» WHAT TO PRODUCE:
Scan the entries for "evidence". Every line that holds it is to be copied.

(Extracted data entries)
:::::

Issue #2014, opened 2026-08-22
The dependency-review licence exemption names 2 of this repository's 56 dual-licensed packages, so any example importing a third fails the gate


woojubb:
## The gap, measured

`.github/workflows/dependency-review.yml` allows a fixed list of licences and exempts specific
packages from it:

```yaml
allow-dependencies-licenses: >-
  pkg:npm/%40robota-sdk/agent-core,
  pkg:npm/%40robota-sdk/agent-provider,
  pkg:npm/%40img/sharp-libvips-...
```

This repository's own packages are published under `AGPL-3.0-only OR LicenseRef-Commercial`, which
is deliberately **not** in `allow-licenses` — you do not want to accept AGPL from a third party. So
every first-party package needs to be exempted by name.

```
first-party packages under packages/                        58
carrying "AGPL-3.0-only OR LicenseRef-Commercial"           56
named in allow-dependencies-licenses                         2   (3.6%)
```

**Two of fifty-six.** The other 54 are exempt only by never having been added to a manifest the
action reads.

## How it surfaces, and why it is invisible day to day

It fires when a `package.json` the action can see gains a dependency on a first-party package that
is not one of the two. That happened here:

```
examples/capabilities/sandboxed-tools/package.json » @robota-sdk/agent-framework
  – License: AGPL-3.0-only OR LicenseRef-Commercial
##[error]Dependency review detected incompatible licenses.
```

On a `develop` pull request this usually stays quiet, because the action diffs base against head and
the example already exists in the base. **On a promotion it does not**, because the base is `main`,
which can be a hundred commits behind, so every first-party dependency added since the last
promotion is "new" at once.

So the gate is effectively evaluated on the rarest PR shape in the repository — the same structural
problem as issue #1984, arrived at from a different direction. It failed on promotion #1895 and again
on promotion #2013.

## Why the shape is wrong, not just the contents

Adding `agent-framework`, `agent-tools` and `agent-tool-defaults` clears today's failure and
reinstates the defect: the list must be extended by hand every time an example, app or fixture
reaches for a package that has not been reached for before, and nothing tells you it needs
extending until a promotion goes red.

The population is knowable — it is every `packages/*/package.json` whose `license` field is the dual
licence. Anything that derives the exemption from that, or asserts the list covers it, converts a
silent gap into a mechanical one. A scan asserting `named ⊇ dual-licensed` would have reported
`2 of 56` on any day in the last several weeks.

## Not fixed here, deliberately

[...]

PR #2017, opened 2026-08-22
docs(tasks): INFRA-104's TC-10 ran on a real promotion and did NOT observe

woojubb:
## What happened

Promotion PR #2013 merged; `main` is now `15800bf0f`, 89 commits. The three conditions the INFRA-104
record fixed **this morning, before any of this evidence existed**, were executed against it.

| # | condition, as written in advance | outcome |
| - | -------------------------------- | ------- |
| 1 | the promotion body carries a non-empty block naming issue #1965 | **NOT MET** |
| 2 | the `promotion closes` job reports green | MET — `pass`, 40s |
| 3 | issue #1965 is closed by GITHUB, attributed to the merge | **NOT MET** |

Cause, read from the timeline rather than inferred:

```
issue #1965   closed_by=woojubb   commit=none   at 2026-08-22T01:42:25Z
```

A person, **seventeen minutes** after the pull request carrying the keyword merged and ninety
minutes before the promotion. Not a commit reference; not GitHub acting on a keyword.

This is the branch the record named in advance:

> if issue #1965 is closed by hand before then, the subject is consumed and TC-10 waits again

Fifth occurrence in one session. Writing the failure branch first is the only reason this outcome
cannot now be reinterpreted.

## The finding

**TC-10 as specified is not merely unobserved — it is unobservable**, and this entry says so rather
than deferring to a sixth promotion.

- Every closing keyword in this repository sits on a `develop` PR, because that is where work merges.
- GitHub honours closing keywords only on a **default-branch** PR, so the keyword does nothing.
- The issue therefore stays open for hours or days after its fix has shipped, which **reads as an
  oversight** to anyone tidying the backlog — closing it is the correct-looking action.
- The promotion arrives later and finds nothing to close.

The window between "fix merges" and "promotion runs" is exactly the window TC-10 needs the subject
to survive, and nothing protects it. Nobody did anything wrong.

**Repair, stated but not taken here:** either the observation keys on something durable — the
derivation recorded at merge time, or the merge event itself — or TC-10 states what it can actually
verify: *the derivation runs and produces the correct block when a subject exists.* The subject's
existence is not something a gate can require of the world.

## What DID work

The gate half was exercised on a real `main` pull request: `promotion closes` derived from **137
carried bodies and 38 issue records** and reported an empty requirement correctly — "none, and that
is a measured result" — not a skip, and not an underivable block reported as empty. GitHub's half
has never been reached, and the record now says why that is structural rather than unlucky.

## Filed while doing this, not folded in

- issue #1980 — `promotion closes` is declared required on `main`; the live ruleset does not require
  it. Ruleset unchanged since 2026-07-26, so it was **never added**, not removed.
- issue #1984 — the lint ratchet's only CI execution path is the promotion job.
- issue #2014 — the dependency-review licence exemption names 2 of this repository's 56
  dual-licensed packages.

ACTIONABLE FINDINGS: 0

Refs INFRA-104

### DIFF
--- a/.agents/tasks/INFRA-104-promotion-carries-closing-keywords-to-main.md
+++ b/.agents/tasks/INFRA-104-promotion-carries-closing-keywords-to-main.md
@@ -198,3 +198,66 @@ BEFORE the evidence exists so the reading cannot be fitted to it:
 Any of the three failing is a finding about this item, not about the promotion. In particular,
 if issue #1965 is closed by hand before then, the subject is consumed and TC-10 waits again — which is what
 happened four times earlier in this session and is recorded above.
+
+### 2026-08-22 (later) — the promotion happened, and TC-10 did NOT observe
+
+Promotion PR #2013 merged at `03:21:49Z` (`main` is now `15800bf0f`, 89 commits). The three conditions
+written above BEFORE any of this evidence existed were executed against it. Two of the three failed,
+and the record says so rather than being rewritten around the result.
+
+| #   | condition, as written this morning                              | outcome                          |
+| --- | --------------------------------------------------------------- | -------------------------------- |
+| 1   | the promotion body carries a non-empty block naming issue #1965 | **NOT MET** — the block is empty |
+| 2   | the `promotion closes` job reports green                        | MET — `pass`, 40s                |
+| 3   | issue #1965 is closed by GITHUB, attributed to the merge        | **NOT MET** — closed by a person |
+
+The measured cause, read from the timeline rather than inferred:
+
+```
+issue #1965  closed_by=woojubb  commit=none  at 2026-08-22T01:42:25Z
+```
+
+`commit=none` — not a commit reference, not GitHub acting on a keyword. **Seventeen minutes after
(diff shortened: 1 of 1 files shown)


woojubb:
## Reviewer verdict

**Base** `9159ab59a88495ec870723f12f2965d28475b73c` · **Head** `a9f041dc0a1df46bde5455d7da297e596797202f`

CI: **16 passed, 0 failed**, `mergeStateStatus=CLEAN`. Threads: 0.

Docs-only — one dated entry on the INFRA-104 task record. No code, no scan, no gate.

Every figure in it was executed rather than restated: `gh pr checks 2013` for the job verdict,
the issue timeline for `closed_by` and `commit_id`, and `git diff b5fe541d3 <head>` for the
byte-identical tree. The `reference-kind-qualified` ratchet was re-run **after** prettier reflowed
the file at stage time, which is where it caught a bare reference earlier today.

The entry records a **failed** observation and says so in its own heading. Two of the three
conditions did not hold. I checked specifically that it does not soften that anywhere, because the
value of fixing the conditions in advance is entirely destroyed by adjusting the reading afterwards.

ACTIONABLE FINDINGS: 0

:::::

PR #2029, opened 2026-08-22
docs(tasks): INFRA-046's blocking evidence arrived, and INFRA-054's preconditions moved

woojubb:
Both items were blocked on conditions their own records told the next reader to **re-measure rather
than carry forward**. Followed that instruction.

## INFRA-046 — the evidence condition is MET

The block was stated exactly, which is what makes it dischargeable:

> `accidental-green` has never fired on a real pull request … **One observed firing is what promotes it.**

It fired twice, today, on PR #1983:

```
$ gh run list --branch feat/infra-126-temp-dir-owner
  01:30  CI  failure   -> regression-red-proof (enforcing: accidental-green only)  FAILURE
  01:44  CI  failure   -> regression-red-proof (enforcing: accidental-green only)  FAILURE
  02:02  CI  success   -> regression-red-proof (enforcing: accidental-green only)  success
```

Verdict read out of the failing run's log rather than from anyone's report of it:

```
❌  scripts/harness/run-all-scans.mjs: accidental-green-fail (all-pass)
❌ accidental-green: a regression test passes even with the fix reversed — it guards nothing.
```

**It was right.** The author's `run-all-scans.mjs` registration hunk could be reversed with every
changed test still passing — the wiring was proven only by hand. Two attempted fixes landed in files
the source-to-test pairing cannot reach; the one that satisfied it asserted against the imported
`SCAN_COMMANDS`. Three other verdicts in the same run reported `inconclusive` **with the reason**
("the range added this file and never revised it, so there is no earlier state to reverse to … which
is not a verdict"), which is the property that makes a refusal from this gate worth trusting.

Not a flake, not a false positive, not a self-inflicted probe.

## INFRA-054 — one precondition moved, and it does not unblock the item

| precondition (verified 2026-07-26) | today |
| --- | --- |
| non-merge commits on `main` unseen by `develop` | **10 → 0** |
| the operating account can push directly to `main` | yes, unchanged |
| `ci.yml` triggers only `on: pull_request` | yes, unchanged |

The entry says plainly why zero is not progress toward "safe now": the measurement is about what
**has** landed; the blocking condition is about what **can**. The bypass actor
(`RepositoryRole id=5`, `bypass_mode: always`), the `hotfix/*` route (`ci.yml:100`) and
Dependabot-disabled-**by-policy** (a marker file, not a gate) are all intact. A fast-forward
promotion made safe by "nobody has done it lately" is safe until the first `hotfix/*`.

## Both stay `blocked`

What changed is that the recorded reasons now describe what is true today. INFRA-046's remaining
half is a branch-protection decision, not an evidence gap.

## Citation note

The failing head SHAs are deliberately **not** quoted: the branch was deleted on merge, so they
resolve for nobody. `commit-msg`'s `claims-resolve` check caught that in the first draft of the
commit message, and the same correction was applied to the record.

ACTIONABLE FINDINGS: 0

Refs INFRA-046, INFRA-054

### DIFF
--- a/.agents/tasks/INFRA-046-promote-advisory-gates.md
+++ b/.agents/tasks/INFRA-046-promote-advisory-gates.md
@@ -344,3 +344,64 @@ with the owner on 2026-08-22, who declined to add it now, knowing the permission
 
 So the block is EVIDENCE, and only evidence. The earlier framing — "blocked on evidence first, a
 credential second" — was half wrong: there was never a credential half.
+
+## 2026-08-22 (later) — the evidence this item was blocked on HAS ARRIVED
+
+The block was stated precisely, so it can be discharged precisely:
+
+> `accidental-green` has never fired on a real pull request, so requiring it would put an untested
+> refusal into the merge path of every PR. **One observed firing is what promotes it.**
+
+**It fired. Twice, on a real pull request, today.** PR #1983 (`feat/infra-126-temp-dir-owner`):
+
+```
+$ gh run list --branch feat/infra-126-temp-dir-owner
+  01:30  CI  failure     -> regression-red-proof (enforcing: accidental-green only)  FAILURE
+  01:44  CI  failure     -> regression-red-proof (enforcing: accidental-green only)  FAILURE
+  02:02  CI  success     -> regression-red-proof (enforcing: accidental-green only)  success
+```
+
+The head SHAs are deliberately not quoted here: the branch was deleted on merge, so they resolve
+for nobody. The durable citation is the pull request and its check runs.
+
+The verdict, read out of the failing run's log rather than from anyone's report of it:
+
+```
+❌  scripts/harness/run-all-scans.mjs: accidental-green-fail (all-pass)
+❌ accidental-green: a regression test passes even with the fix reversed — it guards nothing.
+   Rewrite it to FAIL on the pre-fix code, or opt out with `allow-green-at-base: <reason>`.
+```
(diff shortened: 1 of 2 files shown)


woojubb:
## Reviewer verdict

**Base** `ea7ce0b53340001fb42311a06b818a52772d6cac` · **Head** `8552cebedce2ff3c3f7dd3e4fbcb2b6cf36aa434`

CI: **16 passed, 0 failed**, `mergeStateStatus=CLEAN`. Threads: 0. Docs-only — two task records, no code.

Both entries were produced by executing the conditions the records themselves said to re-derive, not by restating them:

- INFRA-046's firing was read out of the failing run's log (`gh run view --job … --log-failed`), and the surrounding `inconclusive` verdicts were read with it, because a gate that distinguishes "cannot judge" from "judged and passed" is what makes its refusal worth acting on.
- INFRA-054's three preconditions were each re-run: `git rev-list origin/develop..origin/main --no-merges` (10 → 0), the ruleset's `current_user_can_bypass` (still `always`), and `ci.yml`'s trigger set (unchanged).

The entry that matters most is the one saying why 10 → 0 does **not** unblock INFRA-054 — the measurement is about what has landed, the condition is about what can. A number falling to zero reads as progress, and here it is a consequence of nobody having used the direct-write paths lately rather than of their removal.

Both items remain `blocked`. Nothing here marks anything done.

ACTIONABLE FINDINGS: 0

:::::

» SOLUTION TO THIS TASK:
record fixed **this morning, before any of this evidence existed**, were executed against it.
@@ -198,3 +198,66 @@ BEFORE the evidence exists so the reading cannot be fitted to it:
+written above BEFORE any of this evidence existed were executed against it. Two of the three failed,
docs(tasks): INFRA-046's blocking evidence arrived, and INFRA-054's preconditions moved
## INFRA-046 — the evidence condition is MET
half is a branch-protection decision, not an evidence gap.
 So the block is EVIDENCE, and only evidence. The earlier framing — "blocked on evidence first, a
+## 2026-08-22 (later) — the evidence this item was blocked on HAS ARRIVED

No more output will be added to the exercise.